My judgment is that Biden made the choice he did out of compassion for the unemployed. His stimulus policy was intended to bring the unemployment rate down; and it did. However, the stimulus also amplified inflationary pressures which affected all Americans, especially working-class families with jobs; and these families did not feel they were being treated with compassion by a Democratic administration.
This particular episode of inflation added salt to an existing wound, the wound generated by the impact of globalization on working class jobs. Specifically, competition from abroad, and technology, led to many factory closures and associated job losses. These losses had negative implications for peoples’ self-worth, identity, and community. In this regard, a book by Ann Case and Angus Deaton, titled Deaths of Despair and the Future of Capitalism, analyzes the situation of white, working class men.

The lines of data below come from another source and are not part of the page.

PR #7, opened 2015-11-30
Introduce 4 Tracking Options using Cylinder Geos at Updated Radii and Efficiencies

mccumbermike:
Something to discuss at tomorrow's meeting. This pull request will do a few things:

(1) add 4 non-default cylinder based macros for the 4 tracking combinations. This includes hit efficiency estimates and update radial positions for the 13/19 pixel ladder reconfiguration. The outer strips have been updated with the pCDR geometry values. I also add an outer TPC cage and move the inner TPC cage to radius 30 cm. All four options execute without errors, but I haven't looked at the output for the TPC macros. Review and tweaks from technology advocates will be needed.
(2) some general clean up wherein I complete the encapsulation of global variable defines into the subsystem macros
(3) I also retire some unmaintained CEMC and HCAL macros.

By default nothing in the logic changes for the tracking.

The purpose of this merge will be to allow updated DCA and tracking performance figures for the pCDR based geometries for general use. Once the tracking software has been fully updated to accept complex geometries (help needed!) we can switch over to those non-cylinder implementations. This is to get us started.


mccumbermike:
I've also updated the beam pipe description macro for the aluminum sections at large rapidity.

mccumbermike:
Merging with 1.4 T field adjustments, 1.4T is now the default in the steering macro.

PR #10, opened 2015-12-17
fsPHENIX

johnlajoie:
added macros for fsPHENIX


macros/g4simulations/G4Setup_fsPHENIX.C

Case and Deaton point out that even as Americans have experienced a significant rise in life expectancy during the last hundred years, white men without college degrees, between the ages of 45 and 54, are experiencing an increase in death rates. These are the type of men who decades ago worked in manufacturing, in jobs associated with masculinity. Globalization led many of the jobs they had been holding to be relocated outside the U.S. In many cases, working class men turned to inferior alternatives such as temp agencies and contractors with little employer commitment. Not having college degrees made it difficult for these men to find better alternatives. Social activities such as attending company Christmas parties and participating in union baseball games declined. This decline contributed to a decrease in these men’s sense of self-worth. Likewise, it contributed to an increase in their rates of opioid use, addiction, and death.

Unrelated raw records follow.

PR #12, opened 2016-01-16
Enable Calorimeter Truth Compression

mccumbermike:
I add 2 function calls to the setup macros to run the removal of compressed information and the removal of redundant nodes during the DST output.

### DIFF
--- a/macros/g4simulations/Fun4All_G4_fsPHENIX.C
+++ b/macros/g4simulations/Fun4All_G4_fsPHENIX.C
@@ -77,6 +77,8 @@ int Fun4All_G4_fsPHENIX(
   bool do_FHCAL_twr = true; 
   bool do_FHCAL_cluster = true; 
 
+  bool do_dst_compress = true;
+  
   //Option to convert DST to human command readable TTree for quick poke around the outputs
   bool do_DSTReader = true;
   //---------------
--- a/macros/g4simulations/Fun4All_G4_fsPHENIX.C
+++ b/macros/g4simulations/Fun4All_G4_fsPHENIX.C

Sociologist Arlie Hochschild’s recent book, titled Stolen Pride: Loss, Shame, and the Rise of the Right, describes her field work studying working class families in Pike County, Kentucky. Her research provides vivid examples of loss of identity and self-worth. She explains that many of those she studied blamed themselves for their low incomes and low social status. She also explains that these feelings made them vulnerable to a demagogue who would tell them that the blame for their predicaments lay not with them, but with immigrants; and they heard those words as a message of compassion.
We live in a complex world, where words of compassion are not always matched by acts of compassion. Messaging can be very powerful. Decades of psychological research have established conditions under which people experience difficulty separating fact from fiction. However, as long as we have a functioning democracy in this country, if enough Americans insist on economic policy being compassionate, it will happen.